No sé cuánto tiempo permanecí allí, perdido en oscuras especulaciones, pero mientras miraba hacia la otra cornisa, erosionada y ruinosa, me retiré hacia la entrada que tenía detrás con un movimiento súbito. Dos figuras salieron a la cornisa y tragué saliva al ver que eran Richard Brent y Eleanor Bland. Recordé por qué había venido a la cueva y mi mano buscó instintivamente el revólver en mi bolsillo.
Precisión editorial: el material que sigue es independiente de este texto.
PR #196, opened 2025-03-30
Fix type error of Stream.Writable.write

tats-u:
### Initial checklist

* [x] I read the support docs 

### Description of changes

If you remove `node_modules` and re-run `npm install`, `npm run build` will fail due to the fact that the signature of `Stream.Writable.write` has been changed and that change caused a type error of TypeScript.

https://nodejs.org/api/stream.html#writablewritechunk-encoding-callback

This change passes the default value `"utf8"` to supress the type error.

### DIFF
--- a/test/util/slow-stream.js
+++ b/test/util/slow-stream.js
@@ -20,7 +20,7 @@ export function slowStream(value, encoding) {
     if (index === value.length) {
       stream.end()
     } else {
-      stream.write(value.slice(index, ++index), encoding ?? 'utf8', tick)
+      stream.write(value.slice(index, ++index), encoding || 'utf8', tick)
     }
   }
 
--- a/test/util/slow-stream.js
+++ b/test/util/slow-stream.js
@@ -20,7 +20,7 @@ export function slowStream(value, encoding) {
     if (index === value.length) {
       stream.end()
     } else {
-      stream.write(value.slice(index, ++index), encoding, tick)
+      stream.write(value.slice(index, ++index), encoding ?? 'utf8', tick)
     }
   }
 


tats-u:
I believe this `slowStream` is not used by react-markdown and this PR is safe to be merged.

test/util/slow-stream.js
```diff
@@ -20,7 +20,7 @@ export function slowStream(value, encoding) {
     if (index === value.length) {
       stream.end()
     } else {
-      stream.write(value.slice(index, ++index), encoding, tick)
+      stream.write(value.slice(index, ++index), encoding ?? 'utf8', tick)
```
wooorm, line 23:
```suggestion
      stream.write(value.slice(index, ++index), encoding || 'utf8', tick)
```

I guess a regular `||` should be fine?

I like sticking with things that are more often available: more authors know `||`, more engines support it too, it should be equivalent here, using the latest features has no real benefit

As for the `react-markdown` error: I guess that *it* fails now, on its own. Probably because `react` recently released 19.1

tats-u: `||` also works here, but you should note:

- `??` was invented in C# 20 years ago (2005), and adopted by Perl (2007), Dart (2015) Swift (2015), and PHP (2018) before adopted by ES2020. It is not the property of JS alone.
- `??` has been available in JS for 5 years, and it is supported by all Node.js supporting ESM and [all practical versions of browsers](https://caniuse.com/mdn-javascript_operators_nullish_coalescing). (e.g. iOS 13.4+, c.f. WebP images is supported in [iOS 14+](https://caniuse.com/?search=webp))
- Using the `||` operator instead may mislead a reader who does not know the type details of BufferEncoding into thinking that it could also take empty characters.

However, the final decision is up to you. If you still prefer `||`, I will change this line.

wooorm: Yes, I prefer `||`. When in JavaScript, do as JavaScripters do. I use things that always work, always. Only when special things are needed, do I use special things. It is not needed to act like the C compiler or act as the most recent JavaScript engine. Thank you!

wooorm (approved):

wooorm:
Thanks!

PR #210, opened 2025-12-07
Allow sms: and tel: protocols in href

TownCube:
### Initial checklist

* [x] I read the support docs 

### Description of changes

Allow `sms:` and `tel:` protocols in `href` links.

These are safe in the same way as `mailto:` because they invoke either the messaging/dialer apps with the number prefilled but don't send/call unless the user confirms, similar to an email message with the address prefilled by `mailto:`

The code uses GitHub as a justification for the existing safe protocols which does not include `sms:/tel:`. However, [WordPress deems them safe](https://developer.wordpress.org/reference/functions/wp_allowed_protocols/) as part of its URL sanitising.


wooorm:
Hi! The idea is to stick with GH, which is safe and a common use case, to not have to deal with such questions.
You can turn off this behavior and use your own sanitizer to use other things! That is also what using mdast/remark -> hast/rehype, with specifically `hast-util-sanitize`/`rehype-sanitize` allows!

No me veían. Pero yo sí podía verlos, y oírlos claramente también, ya que ningún río rugía ahora entre las cornisas.

—Por Dios, Eleanor —estaba diciendo Brent—, me alegra que decidieras acompañarme. ¿Quién hubiera imaginado que había algo de realidad en esas historias sobre túneles escondidos que salían de la cueva? Me pregunto cómo se desmoronaría ese segmento de la pared. Me pareció oír un ruido justo cuando entrábamos en la cueva exterior. ¿Crees que algún mendigo había entrado en la cueva antes que nosotros, y que lo derribó?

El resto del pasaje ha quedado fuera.